Richtig ist demgegenueber, dass diese Fragen dem Zeugenbeweis von
vornherein nicht zugaenglich sind. Das Stellen von unzulaessigen
Beweisantraegen - wie von Oliver Gassner vorgeschlagen - dient dem
Verfahren wohl kaum.
Der Zeuge kann nur Geschehensablaeufe schildern, die Gegenstand seiner
eigenen Wahrnehmung sind. Analysen, Bewertung von Umstaenden oder
Schlussfolgerungen koennen nicht durch Zeugen erfolgen. Das ist
grundsaetzlich die Aufgabe von Sachverstaendigen. Aber auch der
Sachverstaendigenbeweis waere in diesem Falle ausgeschlossen, weil die
staatsbuergerliche Aufklaerung und Berichterstattung sowie die Kunst
Rechtsbegriffe sind, die den Vorschriften von § 130 Abs. 5, 86 Abs. 3
StGB entstammen.

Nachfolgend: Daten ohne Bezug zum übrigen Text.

PR #371, opened 2022-04-27
feat: add subscription module

mathnogueira:
This PR adds a module responsible for handling subscriptions and notifications in tracetest. This will be used to send updates from tracetest to the websocket endpoint.

## Changes

- Add a new isolated module
- Enable messages to be sent from a place to another without coupling them. It is based on event-driven programming.

## Checklist

- [x] tested locally
- [ ] added new dependencies
- [ ] updated the docs
- [x] added a test

### DIFF
--- a/server/go/subscription/manager.go
+++ b/server/go/subscription/manager.go
@@ -9,15 +9,7 @@ type Manager struct {
 
 var managerInstance *Manager = nil
 
-func GetManager() *Manager {
-	if managerInstance == nil {
-		managerInstance = newManager()
-	}
-
-	return managerInstance
-}
-
-func newManager() *Manager {
+func NewManager() *Manager {
 	return &Manager{
 		subscriptions: make(map[string][]Subscriber),
 		mutex:         sync.Mutex{},
--- a/server/go/subscription/manager.go
+++ b/server/go/subscription/manager.go
@@ -7,8 +7,6 @@ type Manager struct {
 	mutex         sync.Mutex
 }
 
-var managerInstance *Manager = nil
-
 func NewManager() *Manager {
 	return &Manager{
 		subscriptions: make(map[string][]Subscriber),
--- a/server/go/subscription/manager.go
+++ b/server/go/subscription/manager.go
@@ -38,14 +38,14 @@ func (m *Manager) Subscribe(resourceID string, subscriber Subscriber) {
 	m.subscriptions[resourceID] = array
 }
 
-func (m *Manager) Unsubscribe(resourceID string, subscriber Subscriber) {
+func (m *Manager) Unsubscribe(resourceID string, subscriptionID string) {
 	m.mutex.Lock()
 	defer m.mutex.Unlock()
 
 	if array, ok := m.subscriptions[resourceID]; ok {
 		newArray := make([]Subscriber, 0, len(array)-1)
 		for _, item := range array {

Rechtsfragen muss das Gericht aber selbst klären. Das
ist seine originaere Aufgabe.
Und genau hier liegt auch das Problem und der Knackpunkt. Das Gericht
hat den Lebenssachverhalt nicht unter die gesetzlichen Vorschriften
subsumiert. Warum dies so war, kann ich aufgrund der gaenzlichen
Abwesenheit jedweder Argumentation in der muendlichen
Urteilsbegruendung nur mutmassen. Bereits das blosse Ergebnis deutet
aber relativ klar an, dass sich das Gericht nicht ausreichend damit
auseinander gesetzt hat, wie die Rechtsbegriffe "staatsbuergerliche
Aufklaerung", "Berichterstattung", "Kunst" und "Satire" auszulegen sind
bzw. von der Rechtsprechung ausgelegt werden.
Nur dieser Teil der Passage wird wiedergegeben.